_WHAT YOU ARE ASKED TO DO_
For the records below, give the number of lines in which "behavior" appears, and add nothing else.

Stored data entries
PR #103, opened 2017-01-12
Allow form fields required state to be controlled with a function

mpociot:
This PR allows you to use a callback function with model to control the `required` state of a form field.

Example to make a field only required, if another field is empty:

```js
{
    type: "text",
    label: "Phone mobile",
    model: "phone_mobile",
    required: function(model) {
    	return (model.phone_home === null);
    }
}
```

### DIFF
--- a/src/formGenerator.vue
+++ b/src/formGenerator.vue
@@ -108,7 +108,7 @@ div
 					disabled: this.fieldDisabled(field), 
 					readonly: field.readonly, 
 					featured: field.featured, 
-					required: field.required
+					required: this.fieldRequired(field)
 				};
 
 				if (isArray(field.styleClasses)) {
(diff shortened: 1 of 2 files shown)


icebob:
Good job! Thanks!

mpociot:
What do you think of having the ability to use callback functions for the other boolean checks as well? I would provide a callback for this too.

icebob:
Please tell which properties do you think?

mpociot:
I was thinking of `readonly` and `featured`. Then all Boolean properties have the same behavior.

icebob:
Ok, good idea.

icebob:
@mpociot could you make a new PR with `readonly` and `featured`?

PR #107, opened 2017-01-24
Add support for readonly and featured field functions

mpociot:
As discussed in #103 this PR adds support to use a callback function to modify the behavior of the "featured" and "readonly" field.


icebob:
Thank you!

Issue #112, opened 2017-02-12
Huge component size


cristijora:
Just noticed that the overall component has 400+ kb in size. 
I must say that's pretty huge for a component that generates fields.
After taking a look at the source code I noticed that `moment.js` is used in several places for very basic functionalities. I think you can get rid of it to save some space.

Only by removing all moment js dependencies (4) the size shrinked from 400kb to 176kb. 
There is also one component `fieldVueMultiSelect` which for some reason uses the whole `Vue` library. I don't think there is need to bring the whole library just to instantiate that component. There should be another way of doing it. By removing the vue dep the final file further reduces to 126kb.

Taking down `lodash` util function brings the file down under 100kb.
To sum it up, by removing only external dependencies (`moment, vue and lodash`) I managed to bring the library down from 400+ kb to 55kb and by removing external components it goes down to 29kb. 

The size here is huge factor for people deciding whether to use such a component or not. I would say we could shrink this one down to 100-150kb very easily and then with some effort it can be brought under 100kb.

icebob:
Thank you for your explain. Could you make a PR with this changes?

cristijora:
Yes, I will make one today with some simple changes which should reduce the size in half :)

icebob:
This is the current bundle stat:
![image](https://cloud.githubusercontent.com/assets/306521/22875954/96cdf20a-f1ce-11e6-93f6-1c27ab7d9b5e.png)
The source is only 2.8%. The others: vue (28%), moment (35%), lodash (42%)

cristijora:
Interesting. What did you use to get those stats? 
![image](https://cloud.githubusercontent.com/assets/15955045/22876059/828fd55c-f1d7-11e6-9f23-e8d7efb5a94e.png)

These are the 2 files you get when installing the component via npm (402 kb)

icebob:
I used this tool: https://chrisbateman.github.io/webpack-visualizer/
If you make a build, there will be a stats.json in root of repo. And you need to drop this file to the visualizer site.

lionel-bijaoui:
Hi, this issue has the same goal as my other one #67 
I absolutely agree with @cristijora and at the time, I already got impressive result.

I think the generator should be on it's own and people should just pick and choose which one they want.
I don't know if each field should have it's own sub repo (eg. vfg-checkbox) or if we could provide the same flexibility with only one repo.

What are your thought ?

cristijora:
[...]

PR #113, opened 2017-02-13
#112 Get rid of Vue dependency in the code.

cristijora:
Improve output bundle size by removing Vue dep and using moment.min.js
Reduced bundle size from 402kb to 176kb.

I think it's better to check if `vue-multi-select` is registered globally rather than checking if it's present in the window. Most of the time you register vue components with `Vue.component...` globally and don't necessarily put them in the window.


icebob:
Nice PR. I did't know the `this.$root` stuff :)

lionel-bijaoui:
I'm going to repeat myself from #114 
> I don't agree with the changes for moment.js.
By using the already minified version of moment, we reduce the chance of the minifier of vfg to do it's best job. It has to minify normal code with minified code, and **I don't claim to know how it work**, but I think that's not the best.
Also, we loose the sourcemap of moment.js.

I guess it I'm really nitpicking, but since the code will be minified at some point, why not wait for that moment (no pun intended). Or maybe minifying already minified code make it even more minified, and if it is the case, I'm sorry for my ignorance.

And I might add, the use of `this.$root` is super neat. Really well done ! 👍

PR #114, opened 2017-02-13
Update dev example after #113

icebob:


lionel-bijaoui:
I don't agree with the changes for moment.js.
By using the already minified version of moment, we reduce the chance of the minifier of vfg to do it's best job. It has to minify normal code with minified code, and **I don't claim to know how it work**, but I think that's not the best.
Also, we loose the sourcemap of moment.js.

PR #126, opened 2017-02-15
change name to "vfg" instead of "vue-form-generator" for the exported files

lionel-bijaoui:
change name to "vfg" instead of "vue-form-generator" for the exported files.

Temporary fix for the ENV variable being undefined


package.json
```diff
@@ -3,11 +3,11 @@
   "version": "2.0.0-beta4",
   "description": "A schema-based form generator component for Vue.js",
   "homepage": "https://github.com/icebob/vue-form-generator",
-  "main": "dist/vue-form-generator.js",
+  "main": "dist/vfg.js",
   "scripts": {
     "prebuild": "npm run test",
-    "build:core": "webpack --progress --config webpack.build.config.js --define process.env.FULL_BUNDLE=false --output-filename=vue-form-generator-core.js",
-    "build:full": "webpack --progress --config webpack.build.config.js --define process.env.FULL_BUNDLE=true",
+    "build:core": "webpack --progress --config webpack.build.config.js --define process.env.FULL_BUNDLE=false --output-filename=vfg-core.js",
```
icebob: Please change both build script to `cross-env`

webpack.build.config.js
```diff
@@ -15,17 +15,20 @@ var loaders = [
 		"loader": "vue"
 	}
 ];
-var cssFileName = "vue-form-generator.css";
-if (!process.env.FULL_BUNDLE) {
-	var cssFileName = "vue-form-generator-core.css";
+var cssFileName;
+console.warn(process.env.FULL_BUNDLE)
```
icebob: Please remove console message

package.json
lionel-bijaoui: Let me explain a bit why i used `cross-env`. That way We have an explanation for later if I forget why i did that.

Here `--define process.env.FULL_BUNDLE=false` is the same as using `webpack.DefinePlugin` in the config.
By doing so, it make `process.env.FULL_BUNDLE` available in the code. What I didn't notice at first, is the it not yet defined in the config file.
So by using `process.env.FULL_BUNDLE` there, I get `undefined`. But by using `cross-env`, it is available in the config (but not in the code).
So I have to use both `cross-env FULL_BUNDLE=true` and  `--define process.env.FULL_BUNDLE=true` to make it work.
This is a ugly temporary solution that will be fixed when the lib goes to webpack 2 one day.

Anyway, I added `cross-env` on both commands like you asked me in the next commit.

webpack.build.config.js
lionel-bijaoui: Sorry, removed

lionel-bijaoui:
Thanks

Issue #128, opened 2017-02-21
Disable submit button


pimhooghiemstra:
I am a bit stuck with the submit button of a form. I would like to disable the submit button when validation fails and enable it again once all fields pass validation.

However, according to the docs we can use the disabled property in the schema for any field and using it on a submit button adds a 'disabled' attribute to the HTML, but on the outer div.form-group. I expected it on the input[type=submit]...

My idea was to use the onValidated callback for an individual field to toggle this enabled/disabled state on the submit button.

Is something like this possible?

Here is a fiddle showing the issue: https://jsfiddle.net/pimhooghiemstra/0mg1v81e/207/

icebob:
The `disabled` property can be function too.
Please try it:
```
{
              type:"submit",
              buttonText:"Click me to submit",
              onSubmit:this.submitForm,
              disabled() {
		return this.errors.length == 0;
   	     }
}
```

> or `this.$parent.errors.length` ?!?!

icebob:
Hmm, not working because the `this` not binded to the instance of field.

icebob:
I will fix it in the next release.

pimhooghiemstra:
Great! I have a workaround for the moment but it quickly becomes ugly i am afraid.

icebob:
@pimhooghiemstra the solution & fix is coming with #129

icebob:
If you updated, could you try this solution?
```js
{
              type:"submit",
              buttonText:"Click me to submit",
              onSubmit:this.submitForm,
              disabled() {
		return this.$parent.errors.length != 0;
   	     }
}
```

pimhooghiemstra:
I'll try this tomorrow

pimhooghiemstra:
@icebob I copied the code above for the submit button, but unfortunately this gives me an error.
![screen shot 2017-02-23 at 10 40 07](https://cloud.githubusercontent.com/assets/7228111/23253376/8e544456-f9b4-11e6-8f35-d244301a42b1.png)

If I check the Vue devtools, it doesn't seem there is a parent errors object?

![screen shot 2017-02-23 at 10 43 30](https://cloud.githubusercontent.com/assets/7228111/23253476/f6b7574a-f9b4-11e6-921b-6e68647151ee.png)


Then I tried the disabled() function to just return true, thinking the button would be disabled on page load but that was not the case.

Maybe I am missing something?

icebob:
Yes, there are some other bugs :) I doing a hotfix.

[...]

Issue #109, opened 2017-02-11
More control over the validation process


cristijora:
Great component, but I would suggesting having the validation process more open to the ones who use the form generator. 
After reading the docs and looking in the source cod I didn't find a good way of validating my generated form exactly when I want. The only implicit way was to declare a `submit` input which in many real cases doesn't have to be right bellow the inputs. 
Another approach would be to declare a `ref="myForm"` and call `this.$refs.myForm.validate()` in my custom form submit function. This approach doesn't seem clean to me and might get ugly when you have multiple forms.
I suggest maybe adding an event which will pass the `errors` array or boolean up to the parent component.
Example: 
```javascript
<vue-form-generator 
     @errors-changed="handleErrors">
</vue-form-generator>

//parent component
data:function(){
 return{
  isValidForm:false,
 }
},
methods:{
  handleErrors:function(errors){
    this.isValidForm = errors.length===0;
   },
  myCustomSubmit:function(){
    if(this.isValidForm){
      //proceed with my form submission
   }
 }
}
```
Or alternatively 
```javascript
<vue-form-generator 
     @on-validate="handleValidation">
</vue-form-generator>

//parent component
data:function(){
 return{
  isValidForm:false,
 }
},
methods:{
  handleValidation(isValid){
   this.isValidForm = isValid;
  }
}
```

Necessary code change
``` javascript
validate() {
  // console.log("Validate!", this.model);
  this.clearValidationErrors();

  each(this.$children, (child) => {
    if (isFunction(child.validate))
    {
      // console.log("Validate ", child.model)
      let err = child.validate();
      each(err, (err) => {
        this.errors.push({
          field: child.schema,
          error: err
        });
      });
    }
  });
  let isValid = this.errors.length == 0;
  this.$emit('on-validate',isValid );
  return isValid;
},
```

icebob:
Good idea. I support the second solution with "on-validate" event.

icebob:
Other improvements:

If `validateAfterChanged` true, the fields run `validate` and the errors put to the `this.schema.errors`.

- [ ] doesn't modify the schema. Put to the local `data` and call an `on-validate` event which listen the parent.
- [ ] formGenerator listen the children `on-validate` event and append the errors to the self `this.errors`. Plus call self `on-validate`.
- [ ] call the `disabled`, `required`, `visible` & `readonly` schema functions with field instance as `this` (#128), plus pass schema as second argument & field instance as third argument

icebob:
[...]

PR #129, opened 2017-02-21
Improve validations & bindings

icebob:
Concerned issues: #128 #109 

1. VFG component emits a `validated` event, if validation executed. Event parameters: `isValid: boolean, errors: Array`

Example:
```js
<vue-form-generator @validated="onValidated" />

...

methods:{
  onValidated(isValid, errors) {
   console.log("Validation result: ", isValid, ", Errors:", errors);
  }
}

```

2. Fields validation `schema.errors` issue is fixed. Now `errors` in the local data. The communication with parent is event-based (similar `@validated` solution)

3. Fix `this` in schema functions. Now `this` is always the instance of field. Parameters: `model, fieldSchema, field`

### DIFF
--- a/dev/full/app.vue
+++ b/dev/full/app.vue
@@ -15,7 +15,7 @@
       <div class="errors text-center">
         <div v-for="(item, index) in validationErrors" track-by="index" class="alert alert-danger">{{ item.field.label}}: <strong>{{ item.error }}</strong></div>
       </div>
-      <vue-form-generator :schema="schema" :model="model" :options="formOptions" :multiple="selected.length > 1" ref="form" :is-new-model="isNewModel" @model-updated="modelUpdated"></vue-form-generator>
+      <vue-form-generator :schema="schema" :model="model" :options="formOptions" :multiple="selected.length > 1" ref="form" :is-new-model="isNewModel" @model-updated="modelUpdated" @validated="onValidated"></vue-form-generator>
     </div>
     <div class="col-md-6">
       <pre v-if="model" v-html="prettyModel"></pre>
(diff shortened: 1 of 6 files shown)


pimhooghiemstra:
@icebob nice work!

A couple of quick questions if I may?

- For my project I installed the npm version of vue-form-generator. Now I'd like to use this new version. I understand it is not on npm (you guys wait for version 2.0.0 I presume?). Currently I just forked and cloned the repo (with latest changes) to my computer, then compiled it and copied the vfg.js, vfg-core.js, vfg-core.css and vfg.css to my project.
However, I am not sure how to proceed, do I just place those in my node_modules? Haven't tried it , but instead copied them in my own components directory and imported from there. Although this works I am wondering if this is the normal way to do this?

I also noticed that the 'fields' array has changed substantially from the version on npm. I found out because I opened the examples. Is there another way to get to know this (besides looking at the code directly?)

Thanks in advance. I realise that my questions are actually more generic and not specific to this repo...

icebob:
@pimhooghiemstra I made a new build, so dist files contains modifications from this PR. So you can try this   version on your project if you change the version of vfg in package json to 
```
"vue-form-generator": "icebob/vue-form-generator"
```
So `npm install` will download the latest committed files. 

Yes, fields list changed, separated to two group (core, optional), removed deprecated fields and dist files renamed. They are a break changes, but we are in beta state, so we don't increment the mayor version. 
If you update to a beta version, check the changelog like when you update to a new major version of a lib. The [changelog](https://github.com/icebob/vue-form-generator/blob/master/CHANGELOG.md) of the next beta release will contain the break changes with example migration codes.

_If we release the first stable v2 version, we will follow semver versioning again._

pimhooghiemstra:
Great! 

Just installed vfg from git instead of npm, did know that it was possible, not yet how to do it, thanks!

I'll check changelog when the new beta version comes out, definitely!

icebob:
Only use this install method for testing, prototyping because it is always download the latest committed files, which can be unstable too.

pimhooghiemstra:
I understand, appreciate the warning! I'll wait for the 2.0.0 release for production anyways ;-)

==

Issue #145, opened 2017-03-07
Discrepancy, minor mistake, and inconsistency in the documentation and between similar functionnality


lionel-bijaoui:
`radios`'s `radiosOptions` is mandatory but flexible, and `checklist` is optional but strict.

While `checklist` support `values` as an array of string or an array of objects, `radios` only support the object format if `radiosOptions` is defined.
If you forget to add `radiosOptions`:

_WORKED SOLUTION_
2